**Exercise details:** Copy exactly the lines of the records below, and only those lines, beginning with the line that contains "-47,6 +47,7 @@" and ending with the line that contains "nice additions! dumping".

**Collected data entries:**
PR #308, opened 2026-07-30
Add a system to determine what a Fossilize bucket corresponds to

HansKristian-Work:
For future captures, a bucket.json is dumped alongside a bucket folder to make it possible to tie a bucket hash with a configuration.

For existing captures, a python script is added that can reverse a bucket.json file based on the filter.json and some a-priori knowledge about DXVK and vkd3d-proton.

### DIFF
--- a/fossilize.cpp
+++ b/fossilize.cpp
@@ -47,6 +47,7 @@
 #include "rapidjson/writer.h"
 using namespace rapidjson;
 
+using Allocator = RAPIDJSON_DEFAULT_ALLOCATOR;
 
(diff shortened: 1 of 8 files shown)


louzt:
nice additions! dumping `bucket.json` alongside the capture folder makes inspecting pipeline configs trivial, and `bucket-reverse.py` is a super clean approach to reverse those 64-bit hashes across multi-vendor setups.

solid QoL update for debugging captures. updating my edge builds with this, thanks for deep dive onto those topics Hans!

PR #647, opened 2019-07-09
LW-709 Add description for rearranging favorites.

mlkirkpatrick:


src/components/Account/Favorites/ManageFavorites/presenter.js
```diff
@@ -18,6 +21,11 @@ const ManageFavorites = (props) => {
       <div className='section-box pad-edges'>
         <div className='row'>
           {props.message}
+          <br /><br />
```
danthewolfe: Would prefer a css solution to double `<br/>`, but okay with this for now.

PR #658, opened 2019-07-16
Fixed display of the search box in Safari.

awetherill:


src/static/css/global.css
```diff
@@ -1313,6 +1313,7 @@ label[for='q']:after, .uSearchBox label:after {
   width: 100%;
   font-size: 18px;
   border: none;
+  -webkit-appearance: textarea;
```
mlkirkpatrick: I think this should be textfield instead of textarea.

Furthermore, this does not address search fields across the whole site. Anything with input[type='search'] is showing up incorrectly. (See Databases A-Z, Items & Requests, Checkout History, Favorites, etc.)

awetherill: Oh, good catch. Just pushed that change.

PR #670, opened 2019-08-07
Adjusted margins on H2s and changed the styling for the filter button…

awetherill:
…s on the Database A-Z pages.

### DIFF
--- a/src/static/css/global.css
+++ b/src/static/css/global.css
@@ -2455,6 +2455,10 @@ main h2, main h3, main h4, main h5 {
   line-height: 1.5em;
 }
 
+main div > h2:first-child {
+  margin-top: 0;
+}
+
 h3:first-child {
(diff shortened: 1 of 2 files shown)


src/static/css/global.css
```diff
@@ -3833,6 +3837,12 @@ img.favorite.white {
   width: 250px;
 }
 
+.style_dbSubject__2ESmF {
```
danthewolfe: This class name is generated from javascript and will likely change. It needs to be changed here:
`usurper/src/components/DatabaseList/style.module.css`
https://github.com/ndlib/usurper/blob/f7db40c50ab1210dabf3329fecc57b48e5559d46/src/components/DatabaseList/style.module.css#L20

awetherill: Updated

* * *

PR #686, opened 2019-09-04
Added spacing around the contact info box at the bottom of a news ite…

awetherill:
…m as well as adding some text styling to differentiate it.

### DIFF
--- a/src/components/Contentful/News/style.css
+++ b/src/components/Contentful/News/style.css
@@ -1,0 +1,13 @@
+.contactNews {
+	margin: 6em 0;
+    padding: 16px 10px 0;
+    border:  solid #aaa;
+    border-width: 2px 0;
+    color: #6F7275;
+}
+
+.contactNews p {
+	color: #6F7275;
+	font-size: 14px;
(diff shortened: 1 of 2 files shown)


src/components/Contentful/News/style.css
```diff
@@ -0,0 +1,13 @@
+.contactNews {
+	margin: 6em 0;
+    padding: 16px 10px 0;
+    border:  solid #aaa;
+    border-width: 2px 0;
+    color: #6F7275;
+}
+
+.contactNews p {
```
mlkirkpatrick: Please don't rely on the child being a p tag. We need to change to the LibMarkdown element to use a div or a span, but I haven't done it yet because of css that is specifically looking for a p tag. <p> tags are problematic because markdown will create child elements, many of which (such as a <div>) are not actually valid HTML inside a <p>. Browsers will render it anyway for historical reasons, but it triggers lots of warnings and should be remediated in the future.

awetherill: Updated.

**Expected answer:**
@@ -47,6 +47,7 @@
 #include "rapidjson/writer.h"
 using namespace rapidjson;
 
+using Allocator = RAPIDJSON_DEFAULT_ALLOCATOR;
 
(diff shortened: 1 of 8 files shown)


louzt:
nice additions! dumping `bucket.json` alongside the capture folder makes inspecting pipeline configs trivial, and `bucket-reverse.py` is a super clean approach to reverse those 64-bit hashes across multi-vendor setups.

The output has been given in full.